Using Zyte Smart Proxy Manager with Splash & Scrapy

Modified on Thu, 24 Jun, 2021 at 4:59 AM

Using Zyte Smart Proxy Manager(formerly Crawlera) with Splash is possible, but you have to keep some things in mind before integrating them.

Unlike a standard proxy, Smart Proxy Manager is designed for crawling and it throttles requests speed to avoid users getting banned or imposing too much load on websites. This throttling translates to Splash being slow when also using Smart Proxy Manager.

When you access a web page in a browser (like Splash), you typically have to download many resources to render it (images, CSS styles, JavaScript code, etc.) and each resource is fetched by a different request against the site. Smart Proxy Manager will throttle each request separately, which means that the load time of the page will increase dramatically.

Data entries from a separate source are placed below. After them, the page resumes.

PR #15747, opened 2024-08-29
extmod/libmetal: Fix libmetal rule.

iabdalkader:
Dependency on auto-generated libmetal should be an order only prerequisite.

### DIFF
--- a/extmod/libmetal/libmetal.mk
+++ b/extmod/libmetal/libmetal.mk
@@ -4,13 +4,13 @@
 # This replicates the basic functionality of the pre-processor, including adding a "micropython"
 # platform that is almost identical to the built-in "generic" platform with a few small changes
 # provided by the files in extmod/libmetal.
-$(BUILD)/openamp: $(BUILD)
+$(BUILD)/openamp: | $(BUILD)
 	$(MKDIR) -p $@
 
-$(BUILD)/openamp/metal: $(BUILD)/openamp
+$(BUILD)/openamp/metal: | $(BUILD)/openamp
 	$(MKDIR) -p $@
 
-$(BUILD)/openamp/metal/config.h: $(BUILD)/openamp/metal $(TOP)/$(LIBMETAL_DIR)/lib/config.h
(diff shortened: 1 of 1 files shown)


extmod/libmetal/libmetal.mk
```diff
@@ -10,7 +10,7 @@ $(BUILD)/openamp: $(BUILD)
 $(BUILD)/openamp/metal: $(BUILD)/openamp
 	$(MKDIR) -p $@
 
-$(BUILD)/openamp/metal/config.h: $(BUILD)/openamp/metal $(TOP)/$(LIBMETAL_DIR)/lib/config.h
+$(BUILD)/openamp/metal/config.h: | $(BUILD)/openamp/metal $(TOP)/$(LIBMETAL_DIR)/lib/config.h
```
dpgeorge, line 13: Wouldn't you want to rebuild this target if `lib/libmetal` changes, ie keep the second part a normal prerequisite?  Eg if you check out a different commit from `lib/libmetal` you'd want this rule to run again.

But probably the two mkdir rules above can be changed to order-only prerequisites.

iabdalkader: > ie keep the second part a normal prerequisite

I thought this is what this change is doing, i.e., make the first order-only prerequisite and the second normal prerequisite, no ?

iabdalkader: I can change it to the following:
```
$(BUILD)/openamp/metal/config.h: $(TOP)/$(LIBMETAL_DIR)/lib/config.h | $(BUILD)/openamp/metal
```

iabdalkader: Fixed.

dpgeorge: Yes, that looks better now.

Do you also want to make the rules above this line for `$(BUILD)/openamp` and `$(BUILD)/openamp/metal` also order-only?

iabdalkader: Done. I've tested the build and it's working fine. Also changing `$(TOP)/$(LIBMETAL_DIR)/lib/config.h` triggers a rebuild.

dpgeorge (approved):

To avoid the page loading being too slow, you should avoid unnecessary requests. You can do so by:

Disabling images in Splash
Blocking requests to advertisement and tracking domains
Not using Smart Proxy Manager for subresource requests when not necessary (for example, you probably don't need Smart Proxy Manager to fetch jQuery from a static CDN)

How to integrate them

To make Splash and Smart Proxy Manager work together, you'll need to pass a Lua script similar to this example to Splash's /execute endpoint. This script will configure Splash to use Smart Proxy Manager as a proxy and will also perform some optimizations, such as disabling images and avoiding some sorts of requests. It will also make sure that the Splash requests go through the same IP address, by creating a Smart Proxy Manager session.

In order to make it work, you have to provide your Smart Proxy Manager API key via the crawlera_user argument for your Splash requests (example). Or, if you prefer, you could hardcode your API key in the script.

Using Splash + Smart Proxy Manager with Scrapy via scrapy-splash

Let's dive into an example to see how to use Smart Proxy Manager and Splash in a Scrapy spider via scrapy-splash (for the full working example, check this repo).

This is the project structure:

├── scrapy.cfg
├── setup.py
└── splash_smart_proxy_manager_example
    ├── __init__.py
    ├── settings.py
    ├── scripts
    │   └── smart_proxy_manager.lua
    └── spiders
        ├── __init__.py
        └── quotes-js.py

A few details about the files listed above:

settings.py: contains the configurations for both Smart Proxy Manager and Splash, including the API keys required for authorization (note that Smart Proxy Manager should be disabled in the settings, since routing requests to Smart Proxy Manager is handled by the Lua script mentioned below).
scripts/smart_proxy_manager.lua: the Lua script that integrates Splash and Smart Proxy Manager.
spiders/quote-js.py: the spider that needs Splash and Smart Proxy Manager for its requests. This spider loads the Lua script into a string and sends it along with its requests.

In our spider, we load the Lua script into a string in the __init__ method:

self.LUA_SOURCE = get_data(
    'splash_smart_proxy_manager_example', 'scripts/smart_proxy_manager.lua'
).decode('utf-8')

Note: to load the script from a file both locally and on Scrapy Cloud, you have to include the Lua script in your package's setup.py file, as shown below:

from setuptools import setup, find_packages

setup(
    name = 'project',
    version = '1.0',
    packages = find_packages(),
    package_data = {'splash_smart_proxy_manager_example': ['scripts/*.lua',]},
    entry_points = {'scrapy': ['settings = splash_smart_proxy_manager_example.settings']},
)

Once we have the Lua script loaded in our spider, we pass it as an argument to the SplashRequest objects, along with Smart Proxy Manager's and Splash's credentials (authorization with Splash can be also be done via http_user setting):

yield SplashRequest(
    url='http://quotes.toscrape.com/js',
    endpoint='execute',
    splash_headers={
        'Authorization': basic_auth_header(self.settings['SPLASH_APIKEY'], ''),
    },
    args={
        'lua_source': self.LUA_SOURCE,
        'crawlera_user': self.settings['CRAWLERA_APIKEY'],
    },
    cache_args=['lua_source'],
)

And that's it. Now, this request will go through your Splash instance, and Splash will use Smart Proxy Manager as its proxy to download the pages and resources you need.

Customizing the Lua Script

You can go further and customize the Lua script to fit your exact requirements. In the example provided here, we commented out some lines that filter requests to useless resources or undesired domains. You can uncomment those and customize them to your own needs. Check out Splash's official docs to lean more about scripting.

A working example for Scrapy Cloud

You can find a working example of a Scrapy project using Splash and Smart Proxy Manager in this repository. The example is ready to be executed on Scrapy Cloud.